Jack Sprat

Version 1

Jack Sprat could eat no fat,
His wife could eat no lean;
And so between them both, you see,
They licked the platter clean.

Source: Songs the Children Love to Sing (1916)

Version 2

Jack Sprat could eat no fat
His wife could eat no lean
And so betwixt the two of them
They licked the platter clean

Jack ate all the lean,
Joan ate all the fat.
The bone they picked it clean,
Then gave it to the cat.

Jack Sprat was wheeling,
His wife by the ditch.
The barrow turned over,
And in she did pitch.

Says Jack, “She’ll be drowned!”
But Joan did not reply,
“I don’t think I shall,
for the ditch is quite dry.”

Source: Mother Goose’s Nursery Rhymes (1817)

Version 3

Jack Sprat he loved no fat,
and his wife she lov’d no lean:
And yet betwixt them both,
they lick’t the platters clean.

Source: Ray, English Proverbs (1670)

Historical Background

There are a number of historical interpretations of “Jack Sprat.” One theory claims that the rhyme refers to King Charles I (1625 – 1649) and his queen, Henrietta Maria (1609 – 1669).
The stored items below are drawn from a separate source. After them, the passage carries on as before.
Issue #11309, opened 2018-09-11
Where to add multi-line package, bindings?


gondalez:
I really like [multi-line](https://github.com/IvanMalison/multi-line) for toggling single/multiline function invocations.

Currently I have it hacked in under `jump/join/split` as below. In future it'd be nice to convert to a transient state.

What would be the best way to package it up for other spacemacs users? 
It seems too small to be in its own layer.

```
diff --git a/layers/+distributions/spacemacs-base/keybindings.el b/layers/+distributions/spacemacs-base/keybindings.el
index 230a424ce..37d4ca970 100644
--- a/layers/+distributions/spacemacs-base/keybindings.el
+++ b/layers/+distributions/spacemacs-base/keybindings.el
@@ -217,6 +217,7 @@
   "jo" 'open-line
   "j=" 'spacemacs/indent-region-or-buffer
   "jS" 'spacemacs/split-and-new-line
+  "jm" 'multi-line
   "jk" 'spacemacs/evil-goto-next-line-and-indent)

 ;; navigation/jumping ---------------------------------------------------------
diff --git a/layers/+distributions/spacemacs-base/packages.el b/layers/+distributions/spacemacs-base/packages.el
index 6d5f3c93f..2dc125eea 100644
--- a/layers/+distributions/spacemacs-base/packages.el
+++ b/layers/+distributions/spacemacs-base/packages.el
@@ -53,6 +53,7 @@
         (visual-line-mode :location built-in)
         (whitespace :location built-in)
         (winner :location built-in)
+        multi-line
         ))

 ;; Initialization of packages
@@ -260,6 +261,10 @@
       (when dotspacemacs-line-numbers
         (global-linum-mode)))))

+(defun spacemacs-base/init-multi-line()
+  :init
+  )
+
 (defun spacemacs-base/init-occur-mode ()
   (evilified-state-evilify-map occur-mode-map
     :mode occur-mode))
```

When Charles declared war on Spain, the parliament “left him lean,” failing to fund his cause. In result, the bitter King implemented an illegal war tax without Parliament’s consent “to get some fat.” Another analysis connects the rhyme to Richard I, also known as Richard the Lionheart (1157 – 1199), and his younger brother King John (1166 – 1216). John was married to Joan, the greedy daughter of the Earl of Gloucester (“Joan ate all the fat”). When Richard was taken for ransom by Duke Leopold, John had to leave the country destitute in order to raise the money. Between John\'s desperation and Joan\'s greed, “they picked the platter clean”.